Listed entries Block Start
PR #445, opened 2016-05-30
Exo generic feedbacks fix

eldoniel:
This fixes a bug in the correction: generic feedbacks were shown in the correction page (at the end of the exercise), while it should have been shown only while playing the exercise itself.


plugin/exo/Resources/public/js/angular/Exercise/Services/FeedbackService.js
```diff
@@ -32,11 +32,11 @@ FeedbackService.prototype.config = {
     visible: false,
     
     /**
-     * The state of the feedback
+     * The state of the feedback for each question
      * (0 : all found, 1 : partially found, 2 : error)
      * @type {integer}
      */
-    state: -1
+    state: []
```
Elorfin: you will need to initialize a new object here instead of array.
this will avoid to have `undefined` values if the IDs of the questions are not sequential.
also if we use id that are not numbers, this will not work as expected.

plugin/exo/Resources/public/js/angular/Question/Controllers/Type/ChoiceQuestionCtrl.js
```diff
@@ -140,7 +140,7 @@ ChoiceQuestionCtrl.prototype.onFeedbackShow = function onFeedbackShow() {
         }
     }
     
-    this.feedbackState = this.ChoiceQuestionService.answersAllFound(this.question, this.answer);
+    //this.feedbackState = this.ChoiceQuestionService.answersAllFound(this.question, this.answer);
```
Elorfin: commented code should not be commited

Elorfin:
LGTM

stefk:
LGTM

PR #465, opened 2016-05-30
Exo generic feedbacks fix

eldoniel:
This fixes the following bug: when having multiple match questions of the same type (all bind or all drag) in a step, there was an exception when we tried to save an answer.


LaurentGruber:
LGTM

Elorfin:
LGTM

PR #472, opened 2016-05-31
[SurveyBundle] Disables answered question edition

### LINKED ISSUE #380: [SurveyBundle] Answer lost if the question is modified
I create the survey with one question and then publish it
A student fills the survey
Then I modify the question and all results are lost but the number of answer is still correct.

I think that the modification should be forbidden with the survey is publised (as exercize), there is always to copy the survey and then modify it.

image

kitan1982:
- Disables question edition when there are answers associated to it.
- closes #380


LaurentGruber:
LGTM

Elorfin:
LGTM

LaurentGruber:
LGTM

PR #477, opened 2016-05-31
[CoreBundle] Fixing web installer

ngodfraind:
- memory requirement to 512M (required during the installation assetic:dump)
Listed entries Block End
**Problem to solve**. Your answer should be each line from the entries that includes the string "with".

**Output for this exercise**.
I create the survey with one question and then publish it
I think that the modification should be forbidden with the survey is publised (as exercize), there is always to copy the survey and then modify it.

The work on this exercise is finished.